Режиссура — это такая профессия, которая, поскольку не вполне ясна, имеет множество граней. Чтобы определить ее, нужно сказать, в конце концов, нечто личное. Я думаю, что мы все существа очень политические. «Люди политики» пытаются заставить нас об этом забыть. Они напирают на нас потому, что положение актера — положение ответственное, потому, что театр, быть может, единственное место, где ты можешь, если, конечно, хочешь, не продаваться. Мой девиз очень прост: «Не переставайте лаять! Оставайтесь на страже!» Чему Брехт меня научил, так это тому, что театр должен то там, то сям учинять скандал. Театр — это искусство устраивать скандал. Он должен вытаскивать на свет то скандальное и непристойное, что наш мир прячет. Можно ли позволить, чтобы всю эту мерзость тихонько хоронили и придавали забвению.

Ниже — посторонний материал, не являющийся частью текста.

PR #659, opened 2014-01-28
make marker popups work better

samanpwbb:
- Added overflow-auto and max height to popups
- Fixed overly broad and aggressive rule intended for tiles that was interfering with image styles in popups
- Made base type styles smaller

From:
screen shot 2014-01-28 at 3 26 18 pm

To:
screen shot 2014-01-28 at 3 26 02 pm

### DIFF
--- a/theme/style.css
+++ b/theme/style.css
@@ -757,9 +757,9 @@
 /* Browser Fixes
 ------------------------------------------------------- */
 /* Map is broken in FF if you have max-width: 100% on tiles */
-.leaflet-container img.leaflet-tile { max-width:none; }
+.leaflet-container img.leaflet-tile { max-width:none !important; }
 /* Stupid Android 2 doesn't understand "max-width: none" properly */
-.leaflet-container img.leaflet-image-layer { max-width:15000px; }
+.leaflet-container img.leaflet-image-layer { max-width:15000px !important; }
 /* workaround for https://bugzilla.mozilla.org/show_bug.cgi?id=888319 */
 .leaflet-overlay-pane svg { -moz-user-select:none; }
 /* Older IEs don't support the translateY property for display animation */
--- a/theme/style.css
+++ b/theme/style.css
@@ -1,13 +1,14 @@
 /* general typography */
 .leaflet-container {
   background:#fff;
-  font:15px/25px 'Helvetica Neue', Arial, Helvetica, sans-serif;
+  font:12px/20px 'Helvetica Neue', Arial, Helvetica, sans-serif;
   color:#404040;
   color:rgba(0,0,0,0.75);
   outline:0;
   overflow:hidden;
   -ms-touch-action:none;
   }
+
 .leaflet-container *,
 .leaflet-container *:after,
 .leaflet-container *:before {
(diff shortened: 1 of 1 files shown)


tmcw:
Hm, looks good but enforcing a max-height in CSS may be problematic: [Leaflet writes its styles from JS-land](http://leafletjs.com/reference.html#popup) and users with custom maxHeight values will see changed behavior. /cc @mourner

samanpwbb:
I fixed this on mapbox.com side as a short term solution: https://github.com/mapbox/mapbox.github.com/commit/0444bf3076031a3d7633c628d61094719c0169ca

mourner:
@samanpwbb why not just use `maxHeight` option of Leaflet?

samanpwbb:
I'd like this sort of thing to be handled by CSS. 

I'm guessing Leaflet's `maxHeight` sets an inline attribute on the element? In that case, `maxHeight` will override the CSS rule, so I don't think having this in the distributed CSS file is a problem.

theme/style.css
```diff
@@ -746,9 +757,9 @@
 /* Browser Fixes
 ------------------------------------------------------- */
 /* Map is broken in FF if you have max-width: 100% on tiles */
-.leaflet-container img { max-width:none!important; }
+.leaflet-container img.leaflet-tile { max-width:none; }
```
mourner: The reason why I had to put important here is that some stupid CSS frameworks like Bootstrap use `!important` too, which will break Leaflet maps unless overriden with `!important` from Leaflet side. E.g. https://github.com/twbs/bootstrap/blob/master/dist/css/bootstrap.css#L222
So I'd suggest not touching these.

mourner:
One reason it was not entirely handled in CSS is that I wanted to add a special class when popup reaches max height so that I could style the scrolled container, e.g. add borders like Leaflet does now.

samanpwbb:
Okay, reverted to importants. Now that the rule applies to `img.leaflet-tile` rather than `img` this shouldn't interfere with too much.

theme/style.css
samanpwbb: That is the silliest rule I've ever seen. As much as I'd like to step out of this CSS specificity arms race, I don't see how your override could hurt as long as it applies only to tiles.

samanpwbb:
Removed the max height rule with bc3b5fe49a94621cc5a32af467def95065c759b5 so this should now be good to go. Sounds like it's best to leave max height management to the front end.

theme/style.css
mourner: Right. I should be more specific in Leaflet as well.

samanpwbb:
@tmcw / @mourner I think this should be fine now but I await approval.

theme/style.css
```diff
@@ -24,9 +25,14 @@
...
 .leaflet-container p {
   font-size:15px;
-  line-height:25px;
+  line-height:20px;
   margin:0 0 10px;
   }
+
+.leaflet-container img {
+  margin-bottom: 10px;
+  }
```
mourner, line 34: shouldn't this be more specific?

mourner:
Otherwise looks good.

tmcw:
Y, we should not style all `.leaflet-container img` with a margin-bottom.

samanpwbb:
Cool, I made the style more specific. I am ok totally cutting it as well if you guys still feel weird about it. I think it's ok to be a little opinionated with styles within the `marker-description` though - this is in 95% of the cases just going to make markers look better for people. The other 5% are people who are already messing with popup appearance and then it's a one css line override.

mourner:
Yeah, looks good now.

Театр объединяет три вещи. Есть текст, это — основной предмет. Есть политическая ситуация, ситуация в мире. Есть театральный момент, вечер в зале. Мне кажется, что я, так или иначе, уплотняю или деформирую этот момент с тем, чтобы проложить новый ход через текст и через сегодняшнюю жизненную ситуацию. Через политическую ситуацию.

Я люблю слово «политика» в том смысле, в каком его употребляли древние греки. Тут я самый настоящий грек.